__WHAT IS BEING ASKED__.
The line containing "however this approach" marks the end: restate word for word every line from the first line of the entries below through that one.

Collected data entries
◆ ◆ ◆

Issue #851, opened 2012-04-20
consider saving empty objects to the db


aheckmann:
one of the objectives of mongoose has been to minimize the amount of data stored in mongo. ignoring undefined values and empty objects etc.

however this approach is inconsistent. for example, while empty objects are currently ignored, empty arrays are not. we should probably fix this.

the current approach also does not take into consideration other processes querying / updating your dataset which may lead to problems if it doesn't expect this behavior.

in the master branch (which will be mongoose 3.x) we have doc#to{Object,JSON} options which are configurable at the schema level. with this PR we can now set the minimize option to false at the schema level as well

var options = { toJSON: { minimize: false }};
new Schema({ empty: {} }, options);
var o = doc.toJSON();
o.empty == {}

but that will still only impact explicit calls of toObject/toJSON by application logic; mongoose will still send minimized data (non-empty objects) to the db.

_relates to #848_

PR #2711, opened 2015-02-25
describe minimize option on schemas in guide

AndrewSouthpaw:
Schemas have a `minimize` option, default to true, which will remove empty objects, see #851. This feature is not highlighted in the guide. Because such behavior can be unexpected for a typical user, it would be valuable for it to be present in the guide.


vkarpov15:
This is awesome, thanks!

PR #2717, opened 2015-02-26
Support custom error type for validators.

rodriguise:
The mongoose-validator project has been updated to pass a custom error type name to the validator. This will check the old style msg and new type fields. The resulting errors will have the custom type in err.properties.type and err.kind fields.


rodriguise:
Same as https://github.com/LearnBoost/mongoose/pull/2712. But this is on master.

lib/.tern-port
```diff
@@ -0,0 +1 @@
+65242
```
vkarpov15: Delete this file

lib/schematype.js
```diff
@@ -451,7 +451,7 @@ SchemaType.prototype.validate = function (obj, message, type) {
 
       throw new Error(msg);
     }
-    this.validate(arg.validator, arg);
+    this.validate(arg.validator, arg.msg || arg, arg.type || undefined);
```
vkarpov15: This is causing an obvious test failure on Travis - don't think you can implement this in exactly the same way as you did in 3.8.x because we did [some internal refactoring of validators](http://thecodebarbarian.com/2014/12/19/mongoose-397).

rodriguise:
Resolved with an update to mongoose-validators.

PR #2727, opened 2015-03-02
Added "instance" property strings for Array, Boolean, Date, and Mixed schema types

csdco:
The `Array`, `Boolean`, `Date`, and `Mixed` schema types don't define an `instance` property in `SchemaType.call(...)`, thus resulting in `undefined` being set when `SchemaType` sets `this.instance` in lib/schematype.js:

    function SchemaType (path, options, instance) {
      this.path = path;
      this.instance = instance;

See previous conversations requesting standard behavior at:

 - https://github.com/LearnBoost/mongoose/issues/1430
 - https://github.com/LearnBoost/mongoose/issues/1938

This PR is very simple, it just provides these strings so that anyone loading a Mongoose model can check the instance's schema type. This is useful, for example, if one wishes to load Mongoose models and describe their schema programmatically. Even without this use case, though, I think that the `instance` being set should be normalized.

### DIFF
--- a/lib/schema/array.js
+++ b/lib/schema/array.js
@@ -61,7 +61,7 @@ function SchemaArray (key, cast, options) {
     }
   }
 
-  SchemaType.call(this, key, options);
+  SchemaType.call(this, key, options, 'Array');
 
   var self = this
     , defaultArr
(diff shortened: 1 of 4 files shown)


vkarpov15:
Thanks!

formula1:
^__^

Issue #2729, opened 2015-03-03
CastError when populating schema with reference saved as {}


aaunel:
`Population: CastError: Cast to ObjectId failed for value “[object Object]” at path “_id”`

Running into a `CastError` in Mongoose when populating nested ObjectId references (value `{}`) that are apparently _valid_, to the extent that they're not blocked when saving to schema.

Interested in resolving this on the server-side to prevent malformed data in future, however, I understand not saving these values from the client would be a good idea. The fact that an empty object _can_ be saved to a Mongoose schema with `type: mongoose.Schema.Types.ObjectId` and later throws a `CastError` using population is my primary concern.

Originated from [StackOverflow](http://stackoverflow.com/questions/28705810/mongoose-population-casterror-cast-to-objectid-failed-for-value-object-objec)

vkarpov15:
Hmm actually @aaunel, as far as I can tell, mongoose is failing to save `{}`. The CastError is happening when you call `create()` in the test case, not when you call `findById`, which is what I'd expect: `{}` is not a valid ObjectId. In other words, I'm not sure how you managed to save `{}` in an ObjectId field, mongoose doesn't allow that. Can you verify that this is the behavior you're seeing?

aaunel:
I've replicated the issue with test cases (and now fixed) in the pull request referenced above PR #2732

PR #2730, opened 2015-03-03
Created test case to replicate Issue #2729

aaunel:
See Issue #2729 

Added two test cases to `model.populate`:

- Population does not fail on document with ref of `null`.
- Population **does** fail on document with ref of `{}` - CastError.

### DIFF
--- a/test/model.populate.test.js
+++ b/test/model.populate.test.js
@@ -125,6 +125,50 @@ describe('model: populate:', function(){
     });
   });
 
+  it('not failing on null as ref', function(done) {
+    var db = start()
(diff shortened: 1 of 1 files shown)


vkarpov15:
Thanks for the test cases, they'll be very handy in reproducing and fixing :)

aaunel:
Cool, yes a test case for this was probably the best way to communicate / replicate the bug. If I get a chance this week, I'll start making an attempt to patch the issue, however, I'm sure someone more familiar with the working codebase would be able to resolve this faster.

PR #3450, opened 2015-10-10
update updatedAt in findOneAndUpdate/update middleware if timestamps on

isayme:
mongoose has support `findOneAndUpdate` and `update` middlewares.

 when create a schema with  `options.timestamps` on, we'd better update `updatedAt` field in `findOneAndUpdate` and `update` middlewares.

Besides, I add some tests for `options.timestamps` feature.

### DIFF
--- a/lib/schema.js
+++ b/lib/schema.js
@@ -138,6 +138,25 @@ function Schema(obj, options) {
 
       next();
     });
+
+    function genUpdates() {
+      var now = new Date();
+      var updates = {$set: {}, $setOnInsert: {}};
+      updates.$set[updatedAt] = now;
+      updates.$setOnInsert[createdAt] = now;
+
+      return updates;
+    }
+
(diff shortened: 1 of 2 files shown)


lib/schema.js
```diff
@@ -138,6 +138,25 @@ function Schema(obj, options) {
 
       next();
     });
+
+    function genUpdates() {
```
vkarpov15: This'll break in strict mode. Use `var genUpdates = function() {};` instead please :)

alexkavon:
This was committed before the change to var genUpdates = function() {}; as stated by vkarpov15. Why?

vkarpov15:
@alexkavon because it was easier to just make that change in master after merging, I've seen first-hand how excessive nitpicking on community contributions leads to perfectly good improvements getting mothballed.

alexkavon:
Thanks for the clarification!

PR #3454, opened 2015-10-11
Authentication will now still occur when auth method is MONGODB-X509 and no password is supplied.

NoxHarmonium:
I use MONGODB-X509 authentication with my mongo DB and I have found a problem with the logic around whether mongoose should authenticate or not.

MONGODB-X509 authentication uses certificates to authenticate clients instead of a password. This means that you can leave the password field blank. The problem is that currently if you leave the password as blank than authentication doesn't happen at all and you do not have permissions to execute anything on the database.

I have added a method that checks if the current authentication method needs a password and, if it does not, still calls the mongo driver's authenticate method.

Have I missed any other places where authenticate would be called?

Thanks!

### DIFF
--- a/lib/connection.js
+++ b/lib/connection.js
@@ -480,7 +480,7 @@ Connection.prototype.onOpen = function(callback) {
   }
 
   // re-authenticate
-  if (self.user && (self.pass || self.authMechanismDoesNotRequirePassword())) {
+  if (this.shouldAuthenticate()) {
     self.db.authenticate(self.user, self.pass, self.options.auth, function(err) {
       open(err, true);
     });
@@ -680,6 +680,25 @@ Connection.prototype.modelNames = function() {
   return Object.keys(this.models);
 };
 
+/**
+ * @brief Returns if the connection requires authentication after it is opened. Generally if a
+ * username and password are both provided than authentication is needed, but in some cases a
+ * password is not required.
+ * @api private
+ * @return {Boolean} true if the connection should be authenticated after it is opened, otherwise false.
+ */
+Connection.prototype.shouldAuthenticate = function() {
+  return self.user && (self.pass || self.authMechanismDoesNotRequirePassword());
+}
+
+/**
+ * @brief Returns if the current authentication mechanism needs a password to authenticate according
+ * to the passed in options object. The options object is the one passed into the open and openSet
+ * methods.
+ * @api private
+ * @return {Boolean} true if the authentication mechanism specified in the options object requires
+ *  a password, otherwise false.
+ */
 Connection.prototype.authMechanismDoesNotRequirePassword = function() {
   if (this.options.auth) {
     return this.options.auth.authMechanism === 'MONGODB-X509';
--- a/lib/connection.js
+++ b/lib/connection.js
@@ -480,7 +480,7 @@ Connection.prototype.onOpen = function(callback) {
   }
 
   // re-authenticate
-  if (self.user && self.pass) {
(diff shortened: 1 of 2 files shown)


NoxHarmonium:
Actually I'll have to do some further testing. The authentication method is now firing for MONGODB-X509 when there is not password but the authentication fails with a very unhelpful "MongoError: auth failed". There must be a check for a password further down the line.

vkarpov15:
Can you show me how you're authenticating?

NoxHarmonium:
At the moment I have something like the following.

    var mongo_username = "CN=xxx,OU=xxx,O=xxx,L=xxx,ST=xxx,C=xxx";
    var mongo_host = "db1.xxx.com";
    var mongo_port = 12345;
    var mongo_db = "yyy";

    var mongo_url = util.format('mongodb://%s@%s:%s/%s', encodeURIComponent(mongo_username), mongo_host, mongo_port, mongo_db);

    var mongo_opts = {
        user: mongo_username,
        pass: "password to make mongoose authenticate",
        auth: {
            authMechanism: 'MONGODB-X509',
            authSource: '$external'
        },
        server: {
            ssl: true,
            sslCert: this.sslCert,
            sslKey: this.sslCert,
            sslCA: this.sslCA,
            sslPass: process.env.CLIENT_CERT_PASSPHRASE,
            logger: logger,
            auto_reconnect: true
        }
    };

I can connect fine using the mongo CLI tool.

    mongo --ssl --sslPEMKeyFile ./client-cert.pem --sslCAFile ./ca-chain.crt --host db1.xxx.com --port 29019

and authenticate with

    db.getSiblingDB("$external").auth(
      {
        mechanism: "MONGODB-X509",
        user: "CN=xxx,OU=xxx,O=xxx,L=xxx,ST=xxx,C=xxx"
      }
    )

I thought I had the authentication working at one stage when I made the changes in the pull request but I can't seem to get it to authenticate again. I'll have to keep investigating.

NoxHarmonium:
Sorry I have got back to the state I was before my config files were all mixed up.

The current behaviour is as follows:

- Using the latest version of mongoose
    - With any password string
        - It works!
    - Without password 
        - It never calls the authenticate method and the user is not authenticated
- Using my branch of mongoose
    - With any password string
        - It works!
    - Without password 
        - The authenticate method is called but the connection fails with the message "MongoError: auth failed"

NoxHarmonium:
Strangely enough, when the password is not provided, the username seems to be sent in its escaped form. The server then cannot find the user.

    [conn354] Failed to authenticate CN%3Dxxx%2COU%3Dxxx%2CO%3Dxxx%2CL%3Dxxx%2CST%3Dxxx%2CC%3Dxxx@$external with mechanism MONGODB-X509: AuthenticationFailed There is no x.509 client certificate matching the user.

but when a password is provided it is sent in the correct unescaped form.

NoxHarmonium:
I worked out what was happening. There was another place that was checking for the existence of both a username and password. If the password is was not provided, the username would not be taken from the options object that is passed in. It would then fallback to getting the username from the connection URL which didn't work because the username is not unescaped when it is parsed.

vkarpov15:
Does aff75de resolve your issue?

NoxHarmonium:
Yes, it is working well now in my project. Do you see any problems with fixing it this way?

vkarpov15:
Nope it works pretty well :) I'll merge this with 4.1.12 this week, thanks for the excellent work :beers:

PR #3461, opened 2015-10-13
Make array props non-enumerable

boblauer:
Libraries like `should` and `chai` do an array comparison by checking the length of `Object.keys(array)` (among other things).  Because a `MongooseArray` has a few properties that are enumerable, `Object.keys` will return them, and so the equality test fails.  To get around this, you have to call `toObject` on the `MongooseArray`.  This works, but it prevents you from testing a full object at once, and instead forces you to test each property separately.

This pull marks those `MongooseArray` properties as non-enumerable, so that they are not returned by `Object.keys`.  I added a new test to verify this works, and all existing tests pass.

### DIFF
--- a/lib/types/array.js
+++ b/lib/types/array.js
@@ -28,6 +28,12 @@ function MongooseArray (values, path, doc) {
   var arr = [].concat(values);;
   arr.__proto__ = MongooseArray.prototype;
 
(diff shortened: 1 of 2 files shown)


vkarpov15:
Thanks! :beers:

Issue #3470, opened 2015-10-16
Questions about read preference for query population


buunguyen:
I have a query that explicitly specifies a read option:

```js
const users = await this.Users
        .find(...)
        .read('secondaryPreferred')
        .populate('stuff')
```

Will the population query reuse the read preference of the main query? If not, what is the right way to specify the read preference for the population query? 

As far as the second question goes, I know I can specify populate options with `.populate{path: 'stuff', options: {...}}`, but the documentation doesn't specify how to declare read option.

Any help is much appreciated.

buunguyen:
The code comment of [Query.prototype.setOptions](https://github.com/Automattic/mongoose/blob/master/lib%2Fquery.js#L855) mentions about the `slaveOk` option. But AFAIK, this was deprecated long ago. So I suppose that comment is out of date.

vkarpov15:
Should be `.populate({ path: 'stuff', options: { options: { readPreference: 'secondaryPreferred' } } });`

buunguyen:
Awesome, thanks for the quick response!

PR #3471, opened 2015-10-16
Fix comment of Query.setOptions to specify correct read preference option

buunguyen:
Reported in https://github.com/Automattic/mongoose/issues/3470. The old comment referred to `slaveOk`, which is deprecated. This pull request updated the comment to use `readPreference` instead.


vkarpov15:
Thanks!

PR #3489, opened 2015-10-22
[Breaking] replace mongoose internal pluralize with pluralize package

### LINKED ISSUE #3382: extract pluralize from utils.js

ChristianMurphy:
Resolves #3382
Same as #3398


niftylettuce:
@vkarpov15 can we merge this yet?

vkarpov15:
Going to close this in favor of #5877.

PR #3492, opened 2015-10-22
Pluralize Mongoose 0.2.0

### LINKED ISSUE #3490: 4.2 breaks pluralization
When 4.2 was released a couple hours ago, it broke anyone who relied on NPM's "^4.y.z" syntax for installing "compatible" versions because pluralization rules changed.

Previously, a model named "category" would have been pluralized **categories**, but in 4.2.0 is pluralized **categorys**.

This indicates that #3415 was actually not a non-breaking version of #3398

ChristianMurphy:
Differences in filtering between Mongoose and Pluralize resulted in #3490
This update resolves #3490 by using the old filtering system.

### DIFF
--- a/package.json
+++ b/package.json
@@ -29,7 +29,7 @@
     "mquery": "1.6.3",
     "ms": "0.1.0",
     "muri": "1.0.0",
-    "pluralize-mongoose": "0.1.0",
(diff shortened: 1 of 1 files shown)


vkarpov15:
Thanks @ChristianMurphy

Issue #3484, opened 2015-10-20
Connect options no longer accept user & pass as empty strings


mleanos:
Previously, in version `4.1.11` I was able to pass the `user` and `pass` options into the `connect` method as empty strings. Like so..
```javascript
var db = mongoose.connect('mongodb://localhost/dev', { user: '', pass: '' }, function (err) {
  if (err) {
    console.log(err);
  } else {
    console.log('connected');
  }
});
```
However, in version `4.1.12`, this no longer works. I get a `auth failed` error. I have verified that there's a difference in the way the authentication is handling the `user` and `pass` between the two versions of this library.

```javascript
// from 4.1.11
// test passes
it('including user/pass as empty strings', function(done) {
      var db = mongoose.createConnection('localhost', 'fake', 27000, {user: '', pass: ''});
      db.on('error', function() {});
      assert.equal('object', typeof db.options);
      assert.equal('object', typeof db.options.server);
      assert.equal(true, db.options.server.auto_reconnect);
      assert.equal('object', typeof db.options.db);
      assert.equal(false, db.options.db.forceServerObjectId);
      assert.equal('fake', db.name);
      assert.equal('localhost', db.host);
      assert.equal(27000, db.port);
      assert.equal(undefined, db.pass);
      assert.equal(undefined, db.user);
      db.close();
      done();
    });

// from 4.1.12
// test fails on the db.shouldAuthenticate() assertion. 
describe('when username and password are empty strings', function() {
        it('should return false', function(done) {
          var db = mongoose.createConnection('localhost', 'fake', 27000, { user: '', pass: ''});
          db.on('error', function() {});
          assert.equal('object', typeof db.options);
          assert.equal('object', typeof db.options.server);
          assert.equal(true, db.options.server.auto_reconnect);
          assert.equal('object', typeof db.options.db);
          assert.equal(false, db.options.db.forceServerObjectId);
          assert.equal('fake', db.name);
          assert.equal('localhost', db.host);
          assert.equal(27000, db.port);
          assert.equal('', db.pass);
          assert.equal('', db.user);

          assert.equal(false, db.shouldAuthenticate()); // db.shouldAuthenticate() returns true

          db.close();
          done();
        });
      });
```

If you notice that in `4.1.11` the `user` and `pass` options are passed back as undefined. This tells me that they are being deliberately handled & bypassed by the authentication. `4.1.12` doesn't handle them the same. They are passed back as their original empty strings.

[...]

PR #3498, opened 2015-10-24
optionsProvideAuthenticationData logic refactor

mleanos:
As described in #3484 

Removes the null check for the user/pass options
in the optionsProvideAuthenticationData method of Connection. This reverts the logic back to it's previous state before https://github.com/Automattic/mongoose/commit/9af0d5fb0c5ffd4f8382715a1837e3c110b4ed3b

Adds a test to verify empty strings provided for the user/pass options
properly bypass authentication.

connections:
  shouldAuthenticate()
    when using standard authentication
      when username and password are empty strings

### DIFF
--- a/.gitignore
+++ b/.gitignore
@@ -17,3 +17,10 @@ test/triage/*.js
 /inspections
 bin/mongoose.min.js
 coverage
+
+# Visual Studio
+# =========
+*.suo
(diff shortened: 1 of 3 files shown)


vkarpov15:
Thanks! :beers:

◆ ◆ ◆

__FINAL ANSWER__.
Issue #851, opened 2012-04-20
consider saving empty objects to the db


aheckmann:
one of the objectives of mongoose has been to minimize the amount of data stored in mongo. ignoring undefined values and empty objects etc.

however this approach is inconsistent. for example, while empty objects are currently ignored, empty arrays are not. we should probably fix this.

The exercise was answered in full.